Exercise objective »
Write the data below out in full, exactly as it stands.

Stored records
PR #151, opened 2024-01-26
Feat/dashboard

ciaranschutte:
- Dashboard page
  - StatsBar comp


src/app/hooks/useTimeout.tsx
```diff
@@ -0,0 +1,31 @@
...
+export const useTimeout = (msTimeout: number = 30000) => {
+	const [isTimeOut, setIsTimeOut] = useState(false);
+	useEffect(() => {
+		const timer = setTimeout(() => {
+			setIsTimeOut(true);
+		}, msTimeout);
+		return () => clearTimeout(timer);
+	}, []);
+	return isTimeOut;
+};
```
joneubank, line 31: The arbitrary 30seconds here is surprising to see. Do we use this default anywhere?

If this is keeping the default value I would add TSDocs to explicitly call it out. 

If I was writing this today, I would not put a default in the function. If we wanted a common timeout value for many instances of this that are using it for a similar operation, then we could reference a global constant that can be modified through config. Use that in each instance instead of setting a default value here.

joneubank (commented):
So much React here, I only skimmed it since its being brought over from the existing UI.

Put a handful of thoughts on things that caught my eye, nothing urgent to fix.

src/app/(post-login)/submission/program/[shortName]/dashboard/components/DonorDataSummary/types.tsx
```diff
@@ -0,0 +1,196 @@
...
+	filters?: ProgramDonorSummaryFilter[];
+};
+
+export type DonorSummaryEntrySort = TableSortOrder & {
+	field: DonorSummaryEntrySortField;
+};
+
+export type DonorSummaryEntrySortField = keyof DonorSummaryRecord;
+
+export type ProgramDonorSummaryEntryField =
```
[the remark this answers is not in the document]
Comment (ciaranschutte) [reply src/app/(post-login)/submission/program/[shortName]/dashboard/components/DonorDataSummary/types.tsx:145]: This is a huge aspect of the project. Originally we added TS on frontend while using GQL with no generation of types. Then we added code generation but never stuck to it, or refactored the code to use the generated types so what remains is redundant, inconsistent and poor typing from our original TS approach/knowledge.

Great improvement to do full code generation of types but the small bit I started makes it very clear it's not a trivial addition.

src/app/hooks/useTimeout.tsx
ciaranschutte: The only change I've made here is move it to a common more descriptive (clear it's a hook) file at a higher level (avoids nasty relative imports)

I'm not clear on what this is doing. This PR is copy/paste from `platform-ui` as we keep saying in our planning.
I'm hoping to clean it up a bit before deployed fully.
At best this appears like it's just making the UI look a little nicer instead of flashing of content.. at worse I think it's an odd workaround for how we're using hooks in places. Requires more work.

justincorrigible (approved):
Approved without testing, copy paste from platform.
May need refactoring later on 👍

Solution below »
PR #151, opened 2024-01-26
Feat/dashboard

ciaranschutte:
- Dashboard page
  - StatsBar comp


src/app/hooks/useTimeout.tsx
```diff
@@ -0,0 +1,31 @@
...
+export const useTimeout = (msTimeout: number = 30000) => {
+	const [isTimeOut, setIsTimeOut] = useState(false);
+	useEffect(() => {
+		const timer = setTimeout(() => {
+			setIsTimeOut(true);
+		}, msTimeout);
+		return () => clearTimeout(timer);
+	}, []);
+	return isTimeOut;
+};
```
joneubank, line 31: The arbitrary 30seconds here is surprising to see. Do we use this default anywhere?

If this is keeping the default value I would add TSDocs to explicitly call it out. 

If I was writing this today, I would not put a default in the function. If we wanted a common timeout value for many instances of this that are using it for a similar operation, then we could reference a global constant that can be modified through config. Use that in each instance instead of setting a default value here.

joneubank (commented):
So much React here, I only skimmed it since its being brought over from the existing UI.

Put a handful of thoughts on things that caught my eye, nothing urgent to fix.

src/app/(post-login)/submission/program/[shortName]/dashboard/components/DonorDataSummary/types.tsx
```diff
@@ -0,0 +1,196 @@
...
+	filters?: ProgramDonorSummaryFilter[];
+};
+
+export type DonorSummaryEntrySort = TableSortOrder & {
+	field: DonorSummaryEntrySortField;
+};
+
+export type DonorSummaryEntrySortField = keyof DonorSummaryRecord;
+
+export type ProgramDonorSummaryEntryField =
```
[the remark this answers is not in the document]
Comment (ciaranschutte) [reply src/app/(post-login)/submission/program/[shortName]/dashboard/components/DonorDataSummary/types.tsx:145]: This is a huge aspect of the project. Originally we added TS on frontend while using GQL with no generation of types. Then we added code generation but never stuck to it, or refactored the code to use the generated types so what remains is redundant, inconsistent and poor typing from our original TS approach/knowledge.

Great improvement to do full code generation of types but the small bit I started makes it very clear it's not a trivial addition.

src/app/hooks/useTimeout.tsx
ciaranschutte: The only change I've made here is move it to a common more descriptive (clear it's a hook) file at a higher level (avoids nasty relative imports)

I'm not clear on what this is doing. This PR is copy/paste from `platform-ui` as we keep saying in our planning.
I'm hoping to clean it up a bit before deployed fully.
At best this appears like it's just making the UI look a little nicer instead of flashing of content.. at worse I think it's an odd workaround for how we're using hooks in places. Requires more work.

justincorrigible (approved):
Approved without testing, copy paste from platform.
May need refactoring later on 👍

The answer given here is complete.